Impact Cratering

The overarching long-term goal of my research is to investigate and to quantify the potential effects of meteorite impact events on the Earth, Moon and Mars. My research is built around four hypotheses, which is that impact events: (a) can negatively affect pre-existing life; (b) produce substrates suitable for prebiotic chemistry; (c) generate new, unique habitats for life; and (d) generate mineral and hydrocarbon deposits of economic potential.

In order to address these hypotheses, my research focuses on understanding four key processes involved in the formation of meteorite impact structures:

(1) Shock melting and metamorphism

In a series of articles beginning with my PhD work, my research has shown that carbonates and evaporites undergo melting during impact events. Prior to this, it was widely accepted that sedimentary rocks do not melt; rather it was thought that such lithologies decompose, releasing harmful gases such as CO2 and SO2. This has fundamental implications for understanding the destructive environmental effects of impact events, such as the Chicxulub impact 66 million years ago and its possible link to the K-Pg mass extinction. My approach has been to conduct detailed fieldwork followed up with detailed microanalytical studies of samples from impact craters in Canada and around the world. This has provided a framework for others to follow in recognizing evidence for the shock melting of carbonates during impact. 

(2) Impact ejecta emplacement

The generation of ejecta deposits is one of the most characteristic, but poorly understood, aspects of the impact cratering process. Building on my earlier work done during my PhD, in 2011 I published a paper that proposed a new multi-stage model for impact ejecta emplacement on the terrestrial planets. A 2018 paper builds upon this work through the study of ejecta deposits at Mistastin Lake impact structure. At Barringer Crater, in addition to detailing carbonate melts (see above), we documented the first occurrence of impact melt and projectile-bearing ejecta. Because so few craters on Earth preserve ejecta deposits, investigation of this topic requires studies of craters on other planetary bodies. Both Mars and the Moon have been the focus for the past 5 years with significant progress in understanding impact ejecta emplacement having been made.

(3) Impact crater collapse

The formation of an impact crater can be divided into three main stages (1) contact and compression, (2) excavation, and (3) modification. My research seeks to better understand how complex craters form through a combination of field studies of craters on Earth and remote sensing studies of craters on the Moon and Mars. One of my early contributions in this area was the detailed mapping of the Haughton impact structure, which provided important insights into how mid-size complex impact craters form. In more recent and ongoing work, I am part of a large international team studying the Chicxulub impact crater and insights into peak-ring formation.

(4) Impact-generated hydrothermal alteration

A big focus for my research is on the growing recognition that impact events are not just agents of destruction but that they also have certain beneficial effects, particularly the generation of hydrothermal systems within an impact crater immediately following its formation.
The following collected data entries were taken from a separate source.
PR #3242, opened 2021-09-09
Check for keyword args to createSystem() that are never used

### LINKED ISSUE #97: Warn if unused flags are present.
So currently, users can specify arbitrary flags when creating a system:

```
system = forcefield.createSystem(pdb.topology, stuff=1.0, typo=10.0)
```

Perhaps we should print a warning (or raise an exception) if there are flags that are unused?  I think this might help users identify issues that arise from misnamed arguments.  I suspect this might be harder to implement than I imagine, as we have to someone keep track of which flags eventually get used.

cc @tjlane

peastman:
Fixes #97.

The main benefit of this is to detect typos.  In a few cases it can also detect standard arguments that were provided when they didn't make sense, but most of the time it can't do that.

### DIFF
--- a/wrappers/python/openmm/app/forcefield.py
+++ b/wrappers/python/openmm/app/forcefield.py
@@ -46,6 +46,7 @@ import openmm.unit as unit
 from . import element as elem
 from openmm.app.internal.singleton import Singleton
 from openmm.app.internal import compiled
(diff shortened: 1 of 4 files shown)


peastman:
It even caught a few incorrect argument names in some test cases.

jchodera:
Awesome!

PR #3244, opened 2021-09-10
add setAtomIndex() method to ComputeContext

egallicc:
We discovered that the current implementation of atom reordering in the [ATMMetaForce](https://github.com/Gallicchio-Lab/openmm-atmmetaforce-plugin) plugin based on calling reorderAtoms() on each inner context did not lead to good performance of the non-bonded energy calculation. While we did not fully investigate the exact origin of the problem, one suspicion is that, because the inner contexts lack a full complement of Forces, reordering does not lead to an efficient neighbor list.

In any case, we obtained significantly better performance (30% or so) by synchronizing in the ReorderListener the atom index of the inner contexts with those of the main context. To do so we added a setAtomIndex() method to ComputeContext. Hence the present pull request.

### DIFF
--- a/platforms/common/include/openmm/common/ComputeContext.h
+++ b/platforms/common/include/openmm/common/ComputeContext.h
@@ -357,6 +357,16 @@ public:
         return atomIndex;
     }
     /**
+     * Set the reordered index of an atom.
+     *
+     * It is used only in special circumstances to sync the ordering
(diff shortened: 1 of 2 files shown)


egallicc:
This PR is actually premature. We will look at the issue in greater depth first.

PR #3248, opened 2021-09-16
Allow querying current step count

### LINKED ISSUE #2655: Provide a method getCurrentStep() for all platform?
When restarting from a checkpoint, it's useful to know which step it is at so that trajectories can be appended at the correct step, which is necessary for analyzing time correlation properties.

Cuda and OpenCL platform record the current step in the checkpoint file. The CudaContext and OpenCLContext have a getStepCount() method, but it's not exposed in python wrapper. For Reference and CPU platform, there's no such method, and the step is not saved in the checkpoint.

Do you think it's reasonable to provide such a method for all platforms, and also save step information in the checkpoint for Reference platform?

peastman:
Fixes #2655.

All of the platforms already tracked the step count internally, but there wasn't a public way to get it.  I exposed it through `getStepCount()` and `setStepCount()` on Context, and `getStepCount()` on State.  I also changed the type from `int` to `long long`, because running more than 2 billion steps isn't totally absurd.

Simulation already had a `currentStep` field that it kept updated independently.  I turned it into a property that invokes `getStepCount()` and `setStepCount()`.


peastman:
It's unrelated to this PR, but the docs build is failing because the URL https://open-forcefield-toolkit.readthedocs.io/en/latest/smirnoff.html doesn't exist.  It looks like we need to change it to https://open-forcefield-toolkit.readthedocs.io/en/latest/users/smirnoff.html.

PR #3256, opened 2021-09-23
Use the primary CUDA context

raimis:
The CUDA documentation (https://docs.nvidia.com/cuda/cuda-c-programming-guide/index.html#context) recommends that the applications which create their own CUDA context should properly push and pop the context from the context stack.

Meanwhile OpenMM uses `cuCtxSetCurrent` which overwrites an existing CUDA context. This causes problems with the other software, e.g. PyTorch in https://github.com/openmm/openmm-torch/.

There are two solutions:
1.  OpenMM should properly use `cuCtxPushCurrent()` and `cuCtxPopCurrent()` to managed its CUDA context.
2. OpenMM should use the primary CUDA context (https://docs.nvidia.com/cuda/cuda-driver-api/group__CUDA__PRIMARY__CTX.html) and don't create its own.

This PR implements the 2nd solution. PyTorch uses the primary CUDA context too, so this is the most convenient to fix the interoperability issues (https://github.com/openmm/openmm-torch/issues/42).


raimis:
This was deprecated by https://github.com/openmm/openmm/pull/3258.

Issue #1910, opened 2017-10-02
Using a barostat ignores enforcePeriodicBox


stefdoerr:
So the documentation of getState shows a flag for disabling the wrapping:
http://docs.openmm.org/6.3.0/api-c++/classOpenMM_1_1Context.html#a5c53803407b6c22454813f668c42a33e

I noticed that if I simulate my system with a barostat I get wrapped coordinates.
```C++
OpenMM::Force *barostat = new OpenMM::MonteCarloBarostat(sim->barostatpressure, sim->thermostattemp);
system->addForce(barostat);
[...]
OpenMM::State state = sim->context->getState( OpenMM::State::Positions | OpenMM::State::Energy, false );
```
If I don't add the barostat I get them unwrapped. Is this expected behaviour?

swails:
Yes

swails:
Several trajectory analysis programs (such as cpptraj) have an "unwrap" command that will undo the wrapping.

stefdoerr:
Thing is I want to do it in C++ while running the sim. So I will have to look at the source code of cpptraj since there doesn't seem to be a C++ API.

Why does the barostat wrap though? (out of curiosity)

swails:
@peastman will have to answer definitively, but the barostat requires coordinate scaling, which means it is a Force that modifies coordinates. Since there is not really any restriction on how those coordinates can be modified by a Force, I suspect that the Context has to basically discard the information on each atom that tracks what periodic cell the "original" image is in.

For reasons of numerical precision all coordinates are represented in their "wrapped" state and then unrolled prior to fetching from a Context if enforcePeriodicBox is set to False. If this unrolling information is invalidated or lost, then you're stuck with the "wrapped" representation. 

But like I said, @peastman would have the definitive answer. I'm just speculating.

swails:
Why not just post process the trajectory after the simulation is over?

stefdoerr:
Trying to work on acemd3 which uses openMM as backend.
We want it done automatically by acemd3 to keep compatibility with acemd2 and to not force the user to do it.
Also you might ctrl+c the simulation at some point and then you'd end up with a wrapped sim. Would be breaking the consistency.

If it's not too complicated I would prefer it done in openMM than to use cpptraj. The way you describe it it sounds more like an inconsistency of openMM than a necessity. Let's see if @peastman can chime in on it :)

peastman:
[...]

PR #3260, opened 2021-09-29
Barostat does not translate into a single periodic box

### LINKED ISSUE #2898: Potential enhancement: Add option to MonteCarloBarostat to not wrap coordinates into box
Currently, the `MonteCarloBarostat` will wrap all positions into the main simulation box each time it attempts to resize the box.

When simulating protein-ligand or protein-protein systems, this can be inconvenient, since it requires expensive operations (like [`mdtraj.Trajectory.image_molecules()](http://mdtraj.org/development/api/generated/mdtraj.Trajectory.html) to re-image and make complexes whole, and even this process is heuristic and not fool-proof. 

It would be useful to have an optional mode for `MonteCarloBarostat` to re-image the molecules back by applying the negative scaled displacement vector after the Monte Carlo scaling operation.

Alternatively, as a work-around, would adding dummy harmonic bonds (with zero spring constants) between pairs of molecules work for ensuring they are imaged together, or would this cause havoc with the barostat were they ever to dissociate?

peastman:
Fixes #2898.

Previously every time a barostat attempted a step, it would begin by translating all the molecules into a single periodic box.  I'm not sure why I originally wrote it that way.  I thought it was necessary, but looking at it now I can't see any reason it would be.  I removed the code to do the translation and all the tests still pass.

### DIFF
--- a/platforms/common/src/kernels/monteCarloBarostat.cc
+++ b/platforms/common/src/kernels/monteCarloBarostat.cc
@@ -24,17 +24,12 @@ KERNEL void scalePositions(float scaleX, float scaleY, float scaleZ, int numMole
         center.y *= invNumAtoms;
         center.z *= invNumAtoms;
 
-        // Move it into the first periodic box.
-
-        real3 oldCenter = center;
-        APPLY_PERIODIC_TO_POS(center)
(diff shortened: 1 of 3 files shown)


stefdoerr:
Great! Related in case this explains why you originally did it https://github.com/openmm/openmm/issues/1910#issuecomment-333575147

PR #3273, opened 2021-10-06
Atom types in CHARMM FF are non-case-sensitive

charmm-gui:
Atom types in CHARMM FF are non-case-sensitive, but current charmmparameterset.py considers case of the atom type name.
This caused an atom type name mismatch between the PSF and the read parameter.


charmm-gui:
Done.
Now all tests are passed.

jchodera:
Thanks so much, @charmm-gui!

charmm-gui:
@swails A test case is attached.
[test_case.tar.gz](https://github.com/openmm/openmm/files/7349202/test_case.tar.gz)

PR #3275, opened 2021-10-06
Further optimization to updating long range correction

peastman:
After a global parameter changes, it doesn't recompute the long range correction coefficient until the next time it needs to compute energy.  In some cases this can save a lot of work.


zhang-ivy:
@peastman : This PR provides a very significant speed up for the test code you sent [here](https://github.com/openmm/openmm/pull/3236#issuecomment-929580822) 

As a reminder, here are the simulation times I was seeing before with #3236 (old experiments):
With #3236 (calling `context.getParameter()`): 3.3659 s
With #3236 (not calling `context.getParameter()`): 0.664 s
Without #3236 (calling `context.getParameter()`): 21.133 s
Without #3236 (not calling `context.getParameter()`): 0.646 s

With this PR (new experiments): 
With #3275 (calling `context.getParameter()`): 0.862 s
With #3275 (not calling `context.getParameter()`): 0.784 s

I'm testing this on our local HPC, so I'm using different GPUs in the old vs new experiments, which explains the discrepancies. 

However, I just checked, and in the nonequilibrium simulations I am running, we unfortunately do retrieve the potential energy every step, so this PR won't help with speeding those simulations up.

Issue #4707, opened 2024-10-25
Suggestions on how to implement COM-centered flat-bottom restraint which applies to individual particles


stefdoerr:
So, I have the following problem. I want to restrain individual particles to be within X nanometers from the center of mass of a different molecule.

I have tried to come up with a solution with the given OpenMM forces but I cannot.  `CustomCentroidBondForce` is the closest I can find but it applies restaints between two COMs while I want to apply the restraint on the individual atoms of the first set.

I guess ideally I would want an `addParticle` option on `CustomCentroidBondForce` which adds individual particles and then access their `xyz` coordinates in the energy expression with `x`, `y`, `z` while the groups are numbered as they are already with `x1`, `x2` etc.

Is there any way to implement this with the existing forces though?

stefdoerr:
The only other way I have come up with is to use a `CustomExternalForce` and define the COM as a global variable. But then I need to update the COM every few steps in the simulation which requires me to retrieve the coordinates from the GPU context which will slow down the simulation significantly if I do this frequently

peastman:
In the CustomCentroidBondForce, make the individual particles each be its own group.  You'll have one group that's a whole molecule, and a lot of other groups for the individual atoms you want to restrain relative to its center of mass.

peastman:
You write an energy expression that connects a single atom to the COM of the molecule.  Then you call `addBond()` once for each atom you want to restrain.

stefdoerr:
Ok, I'll give it a try. 

Is there any way to get the periodic distance of a single axis though? I see that it has the `distance(g1, g2)` function but it doesn't seem to have the `periodicdistance(x1, y1, z1, x2, y2, z2)` function available so that I can use it like `periodicdistance(x1, 0, 0, x2, 0, 0)`.

peastman:
Use the `pointdistance()` function.  If you call `setUsesPeriodicBoundaryConditions(True)`, it will be periodic.  Remember that's only valid for rectangular boxes.  For triclinic boxes, you can't separate out one axis from the others.

stefdoerr:
Hi Peter, sorry to bother again, but could you provide us with an example for this? We are a bit stuck on how to write the energy function to "connect a single atom to the COM of the molecule". If you can provide a full example with how to add the bonds as well it would be super helpful. Thanks!

peastman:
That looks right.  Think carefully about your energy function though.  What you've written has a singularity when x1=x2.

stefdoerr:
[...]

PR #4713, opened 2024-10-31
Reduced memory use while identifying molecule groups

peastman:
This should fix the problems reported in #4707.  Instead of considering every particle in a group to be directly bonded to every other, it treats them as bonded in a linear chain.  When a group contains a very large number of particles, this uses much less memory.

### DIFF
--- a/platforms/common/src/ComputeContext.cpp
+++ b/platforms/common/src/ComputeContext.cpp
@@ -35,6 +35,7 @@
 #include <cmath>
 #include <set>
 #include <sstream>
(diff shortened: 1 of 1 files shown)


stefdoerr:
Would it be possible to create a minor release of OpenMM for this? Or is there some timeline known for the next release?

peastman:
No current timeline.  We just released 8.2.  Unless a critical bug comes up, we'll want to wait a bit before doing a patch to give more problems time to show up so we can fix them all at once.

Through detailed mineralogical and geochemical studies of alteration phases at the Haughton, Ries and other impact structures, my research has led to the development of a conceptual model for the origin and evolution of hydrothermal activity within impact craters and how these systems could have acted as potential habitats for life on Early Earth and potentially other planets, such as Mars (see paper here). 

Key to all of my research is studying the products of meteorite impact events and investigating the influence that target lithology has on the various aspects of the impact cratering process.